Issue #1981, opened 2024-01-15
Grid Capacity cards on the homepage 


A-Harby:
### Description

https://dashboard.bknd1.ninja.tf/#/, 2.3.0-alpha6

Where is this data coming from, and how is it calculated?
![image](https://github.com/threefoldtech/tfgrid-sdk-ts/assets/109473873/c70c9424-699e-43ea-95fd-d82aafd2a95c)

And why is there a difference between it and the stats site?
If it is data from all the networks, the data should be bigger than the statistics site, which only has 3 networks.
![image](https://github.com/threefoldtech/tfgrid-sdk-ts/assets/109473873/a183915d-d802-4e3a-809f-fe23d26fb0ec)

And if it is only for each network, why is that not the same as the stats page on the same network?
![image](https://github.com/threefoldtech/tfgrid-sdk-ts/assets/109473873/defe353c-7940-40c8-98da-69250db68c67)

A-Harby:
The stats page [issue](https://github.com/threefoldtech/tfgrid-sdk-ts/issues/2002) was fixed and updated, and it's calculated correctly.
![image](https://github.com/threefoldtech/tfgrid-sdk-ts/assets/109473873/40c5a949-b90b-426e-863f-be7e8b755206)



But still, capacity, nodes, and cores are showing varying numbers.
![image](https://github.com/threefoldtech/tfgrid-sdk-ts/assets/109473873/e4cfab0a-9951-48c9-b429-e82fb1bd7216)
![image](https://github.com/threefoldtech/tfgrid-sdk-ts/assets/109473873/1c6f55b4-d67f-4a78-863f-1f4ea7b08d77)

0oM4R:
@samaradel  is the home page comes from threefold.io ? 
if yes, is those card represents all networks, or just main net ?

samaradel:
> @samaradel  is the home page comes from threefold.io ? 
> if yes, is those card represents all networks, or just main net ?

Yes, all envs

0oM4R:
actually the cards data is hard coded on dashboard 
https://github.com/threefoldtech/tfgrid-sdk-ts/blob/e0fb9c4024a4a4c6f628cf8946204d4a16170769/packages/playground/src/components/logged_in_landing.vue#L156-L177


i suggest to fetch only the current net, stats

0oM4R:
### Investigation and Solution:
as we use those stats in two pages, we have to store the data.
[...]

PR #2123, opened 2024-02-05
add stats summary endpoint

0oM4R:
### Description

Using nginx javascript we can run a script whenever the user hit the target endpoint, the mentioned endpoint is `/api/stats-summary`, this will reduce code replication and make data consistent over different websites; threefold.io, dashboard 
also we are caching the data for one day, if any errors happen while updating it, we are returning the outdated data with flag `outdated` if there is no cached data too or if any error happen while reading it, we return a dummy data,
### Changes

- DockerFile: 
   - update the nginx version: njs require the latest nginx image
   - copy nginx files to the image
- Nginx : 
   - in nginx.conf I just loaded the needed js module and  set the resolver:
     the actual changes on the default nginx.conf is :
      ```
     load_module modules/ngx_http_js_module.so;
      js_path "/etc/nginx/njs/";
  
      resolver 8.8.8.8;
      js_import main from stats.js;
     ```
   - add `/summary` endpoint to server in `default.conf
   - add njs script

### Related Issues

 - #1981 

### Checklist

- [ ] Tests included
- [x] Build pass
- [ ] Documentation

### DIFF
--- a/packages/new_stats/Dockerfile
+++ b/packages/new_stats/Dockerfile
@@ -11,4 +11,3 @@ RUN yarn lerna run build --no-private && yarn workspace @threefold/newstats buil
 FROM nginx:alpine
 COPY --from=build /app/packages/new_stats/dist /usr/share/nginx/html
 COPY --from=build /app/packages/new_stats/nginx /etc/nginx
-COPY --from=build /app/packages/new_stats/tmp /tmp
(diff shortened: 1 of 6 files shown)


0oM4R:
the verify option is disabled here as we <currently> don't have ssl cert for the image;
Screenshot from 2024-02-05 12-41-06

 https://github.com/threefoldtech/tfgrid-sdk-ts/blob/0e5faac8d2d3c49ffcf907240ed0905ae486791c/packages/new_stats/nginx/njs/stats.js#L15

MohamedElmdary:
Do we need to implement retries 3 times and/or return back default values if it failed? @AhmedHanafy725

MohamedElmdary:
1. [ ] Let's invest if this script is used as server or just fire whenever we call route ... in case it works as server we can implement a very simple in-memory cache (last for 1 day)

2. [ ] Add 3 reties for request (better to call the failed urls only `if possible`)

AhmedHanafy725 (changes requested):

AhmedHanafy725 (approved):

MohamedElmdary (approved):

Issue #1790, opened 2023-12-25
Farm name is case sensitive, which allow to create two farms with the same name


ramezsaeed:
Create farm in your farms tab is case senestive;
which means the one user can crerate mutltiple farms with the same name !
and when come to search by name (its not case sensitive)

rtest1
Rtest1
rTest1

all these farms have the same name but different in upper/lower cases

![Screenshot from 2023-12-25 14-19-03](https://github.com/threefoldtech/tfgrid-sdk-ts/assets/16083592/fe09b4b3-7d63-4b2c-aae6-50dd5ea010bd)

xmonader:
This is allowed on the chain @sameh-farouk

sameh-farouk:
> This is allowed on the chain @sameh-farouk

Yes!

https://github.com/threefoldtech/tfchain/blob/36c891c02a1758a6bd6769357fdef230886940ff/substrate-node/pallets/pallet-tfgrid/src/farm.rs#L31-L34

https://github.com/threefoldtech/tfchain/blob/36c891c02a1758a6bd6769357fdef230886940ff/substrate-node/pallets/pallet-tfgrid/src/farm.rs#L55

xmonader:
can be limited from the UI for now (if the user doesn't have multiple farms with different cases)

khaledyoussef24:
verified on devnet
version : 
the user can not create farms with the same name using any combination of lower and upper cases.


![Image](https://github.com/threefoldtech/tfgrid-sdk-ts/assets/110984055/7b651b41-836f-4fcf-8e6d-e7d6841ba11a)
![Image](https://github.com/threefoldtech/tfgrid-sdk-ts/assets/110984055/1a6e232f-359f-480e-9ef6-5b0bde8e5db2)

https://app.testlodge.com/a/26076/projects/40893/suites/234374?expand_section=426668#case_4150450

PR #2156, opened 2024-02-13
Disable creating 2 farms with same name

AlaaElattar:
### Description

Create farm in your farms tab is case senestive;
which means the one user can crerate mutltiple farms with the same name !
and when come to search by name (its not case sensitive)

### Changes

- added function returns all farms names', then check the entered name in lower case doesn't exist.
### Related Issues

https://github.com/threefoldtech/tfgrid-sdk-ts/issues/1790

[Screencast from 02-13-2024 11:28:35 AM.webm](https://github.com/threefoldtech/tfgrid-sdk-ts/assets/54944491/43d4701f-b80b-4bcc-8c01-62de2478b282)

### Checklist

- [ ] Tests included
- [x] Build pass
- [ ] Documentation

### DIFF
--- a/packages/playground/src/components/manage_gateway_dialog.vue
+++ b/packages/playground/src/components/manage_gateway_dialog.vue
@@ -227,6 +227,7 @@
 </template>
 
 <script lang="ts">
+import { FailedToFreeIPs } from "@threefold/types/dist/errors/tfchain/smart_contract";
 import { onMounted, type PropType, ref } from "vue";
 
 import { useProfileManager } from "../stores";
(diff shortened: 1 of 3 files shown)


0oM4R (commented):
I suggest to move this step to be a validation function, we already have the farm names and there is no requests to wait for, also the error is created by our side, I believe it will be great to make it validator role, what do you think ?

AlaaElattar:
> I suggest to move this step to be a validation function, we already have the farm names and there is no requests to wait for, also the error is created by our side, I believe it will be great to make it validator role, what do you think ?

should be done

Screenshot from 2024-02-14 12-05-29

0oM4R (approved):
Thanks ya Alaa great job!

Issue #2117, opened 2024-02-02
Add searchbar in the solutions component


xmonader:
To have a generic search functionality to filter out solutions

zaelgohary:
Work completed: 

Added search input in applications. Now the cards list will be filtered based on the search term.

khaledyoussef24:
version : 385928e
network : devnet
search in now added and functional 

![Screenshot 2024-03-25 at 10 41 32 AM (2)](https://github.com/threefoldtech/tfgrid-sdk-ts/assets/110984055/3012cf6c-7a54-4b45-9eb2-4db46d520ecb)
![Screenshot 2024-03-25 at 10 41 39 AM (2)](https://github.com/threefoldtech/tfgrid-sdk-ts/assets/110984055/673a7f0c-ec77-494d-94ad-ff5e47278b7f)
![Screenshot 2024-03-25 at 10 41 44 AM (2)](https://github.com/threefoldtech/tfgrid-sdk-ts/assets/110984055/e9053824-42a9-47da-b578-d82721fe1183)
![Screenshot 2024-03-25 at 10 41 52 AM](https://github.com/threefoldtech/tfgrid-sdk-ts/assets/110984055/36f1f2ee-8227-446c-891d-3d642c246fae)
https://app.testlodge.com/a/26076/projects/40893/suites/234374?expand_section=422332#case_4246719

ramezsaeed:
Verified:
- Devnet
- d2d2622

![Screenshot from 2024-04-01 00-55-18](https://github.com/threefoldtech/tfgrid-sdk-ts/assets/16083592/af0490f3-43bb-410f-80ea-fd23ae48ab73)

########

**WHAT YOU HAVE TO DO**
In exact wording, restate the lines of the data above from the first through the one holding "### Investigation and", and stop after that line.

**SOLUTION FOR THIS TASK**
Issue #1981, opened 2024-01-15
Grid Capacity cards on the homepage 


A-Harby:
### Description

https://dashboard.bknd1.ninja.tf/#/, 2.3.0-alpha6

Where is this data coming from, and how is it calculated?
![image](https://github.com/threefoldtech/tfgrid-sdk-ts/assets/109473873/c70c9424-699e-43ea-95fd-d82aafd2a95c)

And why is there a difference between it and the stats site?
If it is data from all the networks, the data should be bigger than the statistics site, which only has 3 networks.
![image](https://github.com/threefoldtech/tfgrid-sdk-ts/assets/109473873/a183915d-d802-4e3a-809f-fe23d26fb0ec)

And if it is only for each network, why is that not the same as the stats page on the same network?
![image](https://github.com/threefoldtech/tfgrid-sdk-ts/assets/109473873/defe353c-7940-40c8-98da-69250db68c67)

A-Harby:
The stats page [issue](https://github.com/threefoldtech/tfgrid-sdk-ts/issues/2002) was fixed and updated, and it's calculated correctly.
![image](https://github.com/threefoldtech/tfgrid-sdk-ts/assets/109473873/40c5a949-b90b-426e-863f-be7e8b755206)



But still, capacity, nodes, and cores are showing varying numbers.
![image](https://github.com/threefoldtech/tfgrid-sdk-ts/assets/109473873/e4cfab0a-9951-48c9-b429-e82fb1bd7216)
![image](https://github.com/threefoldtech/tfgrid-sdk-ts/assets/109473873/1c6f55b4-d67f-4a78-863f-1f4ea7b08d77)

0oM4R:
@samaradel  is the home page comes from threefold.io ? 
if yes, is those card represents all networks, or just main net ?

samaradel:
> @samaradel  is the home page comes from threefold.io ? 
> if yes, is those card represents all networks, or just main net ?

Yes, all envs

0oM4R:
actually the cards data is hard coded on dashboard 
https://github.com/threefoldtech/tfgrid-sdk-ts/blob/e0fb9c4024a4a4c6f628cf8946204d4a16170769/packages/playground/src/components/logged_in_landing.vue#L156-L177


i suggest to fetch only the current net, stats

0oM4R:
### Investigation and Solution:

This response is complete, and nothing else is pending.